DSK Affair Sanitizes ‘French Bashing’ in New York Media (Le Journal du Dimanche au Quotidien, France)
Have the anti-French headlines in New York’s tabloid press since the arrest of the disgraced Dominique Strauss-Kahn gone too far? Marie-Christine Tabet of Le Journal du Dimanche au Quotidien writes that the blood-sport of New York newsgathering is such, that chances are, the ‘French bashing has only just begun.’
For Le Journal du Dimanche au Quotidien, Marie-Christine Tabet reports on how New York media is covering the story:
The big story. For Charles B., the arrest of Dominique Strauss-Kahn is “the” great affair of a career. At New York Post headquarters, just blocks from the Sofitel in Times Square, he’s one of a pool of reporters who feed on the daily chronicle of DSK. Since May 15, his newspaper, a trashy tabloid, has devoted almost all of its front pages to “The Perv.” And for 50 cents, every morning the reader is served juicy revelations, always taking aim at the French. The presumed crime of the “rotten frog,” of the “crybaby,” of the “repulsive fat cat” is described in detail, as is the splendor of all of his successive lodgings. Again on Saturday he was called a “bad tipper” – a cheapskate who doesn’t tip. Unimaginable in the French press.
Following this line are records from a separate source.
PR #655, opened 2018-08-13
Separate TableRow `depth` from `indent`

decentralion:
Currently, as we expand nodes or connections in the PagerankTable, the
rows both get more indented and attain a deeper color. Both of these
behaviors are controlled by the `depth` parameter.

We're going to switch the UI to a cyclic structure, where as you drill
down, once you get back to a particular node, the indentation resets to
base, but the color - which now indicates nested depth - continues to
change. This commit sets that change up, by splitting the behvaior into
two parameters: `depth`, which controls the color, and `indent`, which
controls the indentation level.

As a small additional tweak, the indentation formula is changed so that
buttons are always indented by 5 pixels. This results in a cleaner
display for nodes that have `depth>0` but `indent==0` (as the button
doesn't look squahsed against the color boundary).

Test plan:
The change is very simple; inspecting the updated snapshots should be
persuasive.

### DIFF
--- a/src/app/credExplorer/pagerankTable/TableRow.test.js
+++ b/src/app/credExplorer/pagerankTable/TableRow.test.js
@@ -8,10 +8,11 @@ import {COLUMNS} from "./sharedTestUtils";
 require("../../testUtil").configureEnzyme();
 
 describe("app/credExplorer/pagerankTable/TableRow", () => {
-  function example(depth: number = 3) {
+  function example() {
     return shallow(
       <TableRow
-        depth={depth}
+        depth={1}
+        indent={1}
         description={<span data-test-description={true} />}
         connectionProportion={0.5}
         score={133.7}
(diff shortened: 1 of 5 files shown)


src/app/credExplorer/pagerankTable/TableRow.test.js
```diff
@@ -8,33 +8,52 @@ import {COLUMNS} from "./sharedTestUtils";
...
+        indent={1}
         description={<span data-test-description={true} />}
         connectionProportion={0.5}
         score={133.7}
         children={<div data-test-children={true} />}
       />
     );
   }
-  it("has depth-based color", () => {
+  it("depth parameter changes the color", () => {
```
wchargin: Would be nice to test that this doesn’t also change the indentation, as
it does before the patch to the main code.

It was the New York Post that broke the story in the United States via an Internet alert at around 6:30pm May 14 (12:30am French time). The tabloid has every intention of maintaining its lead, even if it means sometimes publishing information that is quickly refuted: contrary to assertions that day, the accuser didn’t have AIDS. And besides, having a man from the left – a French man moreover – pinned to the front page of one of his company’s publications, doesn’t displease the very conservative Rupert Murdoch.
The New York Times sent a team of ten reporters into the field. The daily newspaper of record that has the motto, “All the News That’s Fit to Print” – progressive and rather Democratic – has a great deal of space dedicated to him. Its cruelest attack came from one of the newspaper’s editorial stars, Maureen Dowd, who castigated the French media for being shocked by photos of Strauss-Kahn handcuffed and for the support shown by his “friend,” Bernard Henri-Lévy. “At least he didn’t mention Dreyfus” she wrote – referring to the emotions of French who suspect a conspiracy. The French-bashing has only just begun.